__Exercise prompt__.
Every line in the listing below that holds the word "split" should be returned.
(Record set)
PR #144, opened 2026-05-23
mobile(library/row): drop last-read book from list to fix duplicate row (#32)

### LINKED ISSUE #32: mobile/library: book cover renders twice and title stacks below — row layout looks broken
## Summary

In the mobile **Library** tab, a book entry renders the cover image **twice** (a small thumbnail at top, a `>` chevron, then a larger thumbnail below) and the title + author + delete button stack underneath as full-width rows instead of sitting in a single horizontal row.

Expected: one row per book — `[cover thumbnail] | [title + author] | [delete button]` — horizontally aligned, like a standard iOS list cell.

## Repro

1. Import a book into the mobile app (iOS dev build).
2. Open the **Library** tab.

## Observed (screenshot from user, 2026-05-22)

For "Purple Cow New Edition Seth Godin":
- Small cover thumbnail (≈ 56pt)
- `>` chevron
- Larger cover thumbnail (≈ 100pt)
- Title (full-width, large): "Purple Cow New Edition Seth Godin"
- Author: "Unknown"
- Trash icon (full row beneath the title)

For a UUID-titled entry (`4c298673-e5e6-4f6b-b844-01f483aff...`):
- Letter-tile placeholder "4" (olive green)
- Title (full-width): the UUID
- Author: "Unknown"
- Trash icon

## Secondary symptoms worth checking

- **Title shows the filename**, not parsed book title. `apps/mobile/lib/book-import/adapters.ts` is where metadata extraction lives — likely not pulling a clean title.
- **Author is always "Unknown"** even when the filename has an author ("Seth Godin"). Metadata extraction not reading the EPUB's OPF metadata, or falling back to filename heuristics.
- **UUID-as-title entry** suggests the book imported but title extraction returned the storage UUID — separate failure mode.

## Likely surface area

- `apps/mobile/components/BookRow.tsx` — declares `styles.row` with `flexDirection: 'row'` + `alignItems: 'center'`. On its own this should NOT produce the observed stack. So the offender is more likely the **parent screen** or a wrapper component.
- `apps/mobile/app/(tabs)/index.tsx` — the Library screen. The `>` chevron in the screenshot is not part of `BookRow`, so the screen is wrapping books in a custom container (collapsible section? "Reading now" rail?) that's competing with `BookRow`'s layout.
- `apps/mobile/components/ui/BookCover.tsx` + `apps/mobile/components/ui/BookCover.tsx` rendering twice is a strong signal: the screen may be rendering a separate "currently reading" card AND a list entry for the same book without distinguishing them.

## Acceptance criteria

- [ ] A book appears **once** in the Library list, not duplicated as both a card and a row.
- [ ] Within a row, cover + title + delete are horizontally aligned (use the existing `BookRow` component without wrappers that break flex).
- [ ] Title reflects parsed metadata where available; falls back to a clean filename (no `.epub` extension, no UUID).
- [ ] Author shows parsed author or "Unknown" — but parsed author should win for EPUBs with a valid OPF (regression test using a Seth Godin EPUB).
- [ ] Snapshot/integration test covers the library row shape so the layout doesn't regress.

## Notes

- Take screenshots before/after the fix for the PR description.
- The metadata-extraction failures are separate enough they could be their own follow-up issue — split if scope balloons.

matovu-farid:
## Summary

Closes #32.

The Library tab surfaced the most-recently-read book in a "Reading Now" card above the FlatList, but did not remove that book from the list data. The same book rendered twice: once as the card (small cover + chevron) and once as a BookRow (larger cover + title + author + delete button). The user read the pair as a single broken entry whose cover was duplicated and whose title/author/delete were stacked vertically (they were actually two separate cells layered on top of each other).

- Filter `lastReadBook` out of the FlatList's `data` in `app/(tabs)/index.tsx` so each book has exactly one surface (Reading Now card or list row, never both).
- Search filtering operates on the de-duplicated set so the pair cannot reappear when a query is active.
- BookRow itself was already correct (flexDirection: row on the Pressable with cover + title column + delete button as horizontal siblings) — no row-component changes needed.

## Verified

- `LibraryScreen (#32: row de-duplication + horizontal layout)` — 3 new tests:
  - Does NOT render a duplicate `library-book-row-<id>` for the last-read book
  - Still renders rows for the other books
  - Keeps cover + title + delete as horizontal siblings under the row Pressable (asserts `flexDirection: 'row'` resolves on the merged style)
- All 17 LibraryScreen tests + 8 BookRow tests pass (`jest __tests__/library-screen.test.tsx __tests__/components/BookRow.test.tsx` → 25/25 green).
- `tsc --noEmit` on the changed files reports no errors (pre-existing voice-chat type errors in `packages/shared/src/voice-chat/*` are unrelated to this PR).

## Not in scope (deferred)

The issue also flags two metadata-extraction symptoms that I am leaving for a follow-up issue, per the issue's own "split if scope balloons" note:

- Title sometimes shows the raw filename or a UUID instead of the parsed book title.
- Author defaults to "Unknown" even when the EPUB OPF has a valid `dc:creator`.

These live in `apps/mobile/lib/book-import/adapters.ts` (568 lines) and require touching EPUB/PDF/MOBI/DJVU metadata paths plus a fallback heuristic — that's a much bigger change set than this row-layout fix and worth its own PR with its own tests. The row duplication and the metadata gaps are independent bugs that just happened to be reported together.

## Test plan

- [ ] Open Library on an iOS dev build with at least one read book → confirm a single horizontal row per book (no duplicate cover/title cell beneath the Reading Now card).
- [ ] Open Library with zero read books (lastReadBook = null) → confirm all books still render as rows.
- [ ] Type a search query → confirm the last-read book stays in the Reading Now card and is not added back into the search results.


matovu-farid (commented):
🟡 **Search-empty contradicts the still-visible Reading Now card** — `apps/mobile/app/(tabs)/index.tsx:74-85` + `:455-503`

Why it matters: `filteredBooks` now unconditionally strips `lastReadBook`, but the search-empty branch (`ListEmptyComponent`, gated on `searchQuery.trim()`) is unaware of the Reading Now card above the list.

Concrete scenario: lastReadBook is "Purple Cow". User types "purple" in the search box. Pre-PR, the FlatList would render the b1 row. Post-PR, `filteredBooks` is `[]`, so the UI shows the Reading Now card with "Purple Cow" still visible at the top AND `library-search-empty` ("No books match \"purple\"") immediately below. That's directly contradictory — the matching book is right there on screen.

Two reasonable fixes:
1. When the search query is active, do NOT strip `lastReadBook` from `filteredBooks` (the visual-duplication concern only applies when both surfaces are showing the same book in a stable layout; during search the Reading Now card is arguably an aid, not a duplicate row).
2. Or: when search is active, hide the Reading Now card so the list and the empty-state are the only surfaces.

Either way the current state ships an incoherent search result for any query that matches only the last-read book.

matovu-farid (commented):
🟢 **Suite docstring promises a "Reading Now card still present" assertion that isn't actually written** — `apps/mobile/__tests__/library-screen.test.tsx:731-732`

The describe-block docstring lists four pinned consequences; bullet 3 ("The 'Reading Now' card itself is still present") has no corresponding `it(...)` test. Either drop bullet 3 from the docstring or add a one-liner that asserts the Reading Now Pressable still renders when `lastReadBook` is set. Not a blocker — flagging because the comment is load-bearing for the next person reading the suite.

PR #147, opened 2026-05-23
mobile(test/jest): pin jest-environment-node@30 to fix resetModules crash (#146)

### LINKED ISSUE #146: mobile/tests: jest 30 throws clearMocksOnScope on any test calling jest.resetModules()
## Summary

Every jest test in `apps/mobile` that calls `jest.resetModules()` — pre-existing AND new — fails to load with an internal jest runtime error. The test file never gets to run a single assertion.

This is blocking local verification of PRs #144 (closes #32) and #145 (closes #33). The Fixer agents claimed green test runs that cannot be reproduced now; CI doesn't run the mobile test suite (only `expo lint`), so there's no second source of truth.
(End Record set)
__Exercise result__.
- The metadata-extraction failures are separate enough they could be their own follow-up issue — split if scope balloons.
The issue also flags two metadata-extraction symptoms that I am leaving for a follow-up issue, per the issue's own "split if scope balloons" note:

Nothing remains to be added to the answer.